Here is everything I got.


----------



## RJSakowski (Oct 22, 2020)

Welcome to the forum!  It looks like you made quite a haul.

PM is to a large extent common sense.  The machines and everything else for that matter appears to be well maintained so if it were me, I wouldn't strip everything down for cleaning.  The Central Machinery are from Harbor Freight,; the Klutch is carried by Northern Tool.  This should be the manual for the mill.  https://www.northerntool.com/images/downloads/manuals/49657.pdf

Try this for the lathe; https://manuals.harborfreight.com/manuals/93000-93999/93212.pdf

There are two manuals listed for the drill press.  Select the one with your model number.  The link to the manuals is at the lower right of the product overview section. https://www.harborfreight.com/power...ses/8-in-5-speed-bench-drill-press-60238.html


----------



## Janderso (Oct 22, 2020)

Oh it's a slippery slope my friend.
Looks like you are getting into model building.
Try out some of the Stuart or PM steam engines.
Just my 2 cents.
A hearty welcome sir!!


----------



## Euclid (Oct 22, 2020)

Thank you for the links to the manuals. I guess these things aren't too particular when it come to the type of oil and grease you use. I still plan a full teardown once I decided on the upgrades. They seem ok'ish for what they are but I can see a lot of room for improvement as to the fit finish and rigidity. I don't see these things holding + - .001" the way they are. 

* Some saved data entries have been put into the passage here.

PR #293, opened 2022-02-28
[CI] Moved Solr tests to Github Actions

mnocon:
JIRA: https://issues.ibexa.co/browse/IBX-1846

Related PR: https://github.com/ezsystems/ezplatform-solr-search-engine/pull/231/files

Moving the Solr tests to Github Actions, they will be using our Solr cointainer that has been created based on the product-catalog's solr image.


adamwojs (approved):

.github/workflows/ci.yaml
```diff
@@ -181,3 +181,52 @@ jobs:
...
+                    - '8.0'
+                    - '8.1'
+        steps:
+            -   name: Start redis container
+                run: >- 
+                    docker run 
+                    --name redis 
+                    -p 6379:6379 
+                    -d 
+                    --entrypoint redis-server redis --appendfsync no --maxmemory 60mb --save ""
```
Steveb-p: Why was redis container not declared as a GH action service?

See integration tests in product catalog declare postgres as a service:
```yaml
    integration-tests-postgres:
        needs: tests
        services:
            postgres:
                image: postgres:10
                ports:
                    - 5432
                env:
                    POSTGRES_PASSWORD: postgres
                    POSTGRES_DB: testdb
                options: >-
                    --health-cmd pg_isready
                    --health-interval 10s
                    --health-timeout 5s
                    --health-retries 5
                    --tmpfs /var/lib/postgresql/data
```

.github/workflows/ci.yaml
```diff
@@ -181,3 +181,52 @@ jobs:
...
+            
+            - name: Add solr dependency
+              run: composer require --no-update "ezsystems/ezplatform-solr-search-engine:dev-move-to-github-actions as 3.2.x-dev"
+
+            - uses: "ramsey/composer-install@v1"
+              with:
+                  dependency-versions: "highest"
+
+            - name: Init Solr
+              run: vendor/ezsystems/ezplatform-solr-search-engine/.github/init_solr.sh
```
Steveb-p: A pre-initialized solr container is already available:

```yaml
    solr-integration-tests:
        needs: tests
        runs-on: "ubuntu-20.04"
        timeout-minutes: 5
        permissions:
            packages: read
            contents: read

        services:
            solr:
                image: ghcr.io/ibexa/product-catalog/solr:latest
                ports:
                    - 8983
                options: >-
                    --health-cmd "solr status"
                    --health-interval 10s
                    --health-timeout 5s
                    --health-retries 10

```

Granted, build is not "proper" and the namespace of the container is incorrect, but it is usable / buildable.

.github/workflows/ci.yaml
```diff
@@ -181,3 +181,52 @@ jobs:
...
+                    --entrypoint redis-server redis --appendfsync no --maxmemory 60mb --save ""
+    
+            - uses: actions/checkout@v2
+              with:
+                  fetch-depth: 0
+
+            - name: Setup PHP Action
+              uses: shivammathur/setup-php@v2
+              with:
+                  php-version: 7.4
```
Steveb-p: Matrix defines this as tests against multiple PHP versions, yet here we are with a single one.

I guess it's an oversight?

Steveb-p (changes requested):

.github/workflows/ci.yaml
mnocon: Yep, thank you! ~~Will be fixed~~ Fixed in https://github.com/ezsystems/ezplatform-kernel/pull/293/commits/e88f79dd94aadfe82ee5b910da79fedd229f6d1d

.github/workflows/ci.yaml
mnocon: I've tried using it (see: https://github.com/ezsystems/ezplatform-kernel/runs/5373915671 , https://github.com/ezsystems/ezplatform-kernel/commit/39f4aa2448e6eeb137b23bfe94d193fb0b568e17#diff-944291df2c9c06359d37cc8833d182d705c9e8c3108e7cfe132d61a06e9133ddR197-R209), but it didn't play nice:
```
Starting solr service container
  /usr/bin/docker --config /home/runner/work/_temp/.docker_858a99ea-2c09-4c40-956b-ec385f6ce7e7 login ghcr.io -u mnocon --password-stdin
  /usr/bin/docker --config /home/runner/work/_temp/.docker_858a99ea-2c09-4c40-956b-ec385f6ce7e7 pull ghcr.io/ibexa/product-catalog/solr:latest
  Error response from daemon: unauthorized
```

At that time I assumed it is not meant to be used in public repositories and dropped the idea, how to approach this?

.github/workflows/ci.yaml
mnocon: I've tried this, but I couldn't find the way to pass the redis config when redis is declared this way. By redis config I mean what's currently set by https://github.com/ezsystems/ezplatform-kernel/blob/1.3/bin%2F.travis%2Fprepare_unittest.sh#L9-L14

The issue is that arguments to the entrypoint should be passed after the image name (I think it's nicely described in https://oprearocks.medium.com/how-to-properly-override-the-entrypoint-using-docker-run-2e081e5feb9d), but no matter what I've tried the end result always ended up similar to this one:
```
  /usr/bin/docker create --name ef6b3612f2c3425d8247c4da73afcff5_redis_c73bf0 --label 7db2d7 --network github_network_e0093ae3985840ef81dc951d61f2b61b --network-alias redis -p 6379:6379 --entrypoint redis-server --appendfsync no --maxmemory 60mb --save "" -e GITHUB_ACTIONS=true -e CI=true redis
  unknown flag: --appendfsync
  See 'docker create --help'.
```
(it's taken from https://github.com/ezsystems/ezplatform-kernel/runs/5373915020)

But in order to work it should look like this:
```
  /usr/bin/docker create --name ef6b3612f2c3425d8247c4da73afcff5_redis_c73bf0 --label 7db2d7 --network github_network_e0093ae3985840ef81dc951d61f2b61b --network-alias redis -p 6379:6379 --entrypoint redis-server -e GITHUB_ACTIONS=true -e CI=true redis --appendfsync no --maxmemory 60mb --save "" 
```

and I haven't found a way how to make this work

.github/workflows/ci.yaml
Steveb-p: Reason this happens is that this image resides in a different repository. We would need to move to a public registry and/or into this repository.

.github/workflows/ci.yaml
mnocon: I guess I could try doing something similar to https://github.community/t/how-do-i-properly-override-a-service-entrypoint/17435/8 (create a redis service and configure it in a separate step), what do you think?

As for the slippery slope, I just hope that I don't bust my a** on the way down lol..
I wasn't intending to use these for model building, but it would seem like a good test project. Like I had said I was a machinist years ago (sadly sold all my Kennedys that were full of tools when I got out of it) but with my other Hobbies I frequently find myself needing to have the equipment to make parts or modifications, that and I am a product developer at my current job so I have already struck a deal on doing some small prototyping.


----------



## matthewsx (Oct 22, 2020)

Hi and welcome.

I think I see a small VMC in your future, at least if you hang around here for long....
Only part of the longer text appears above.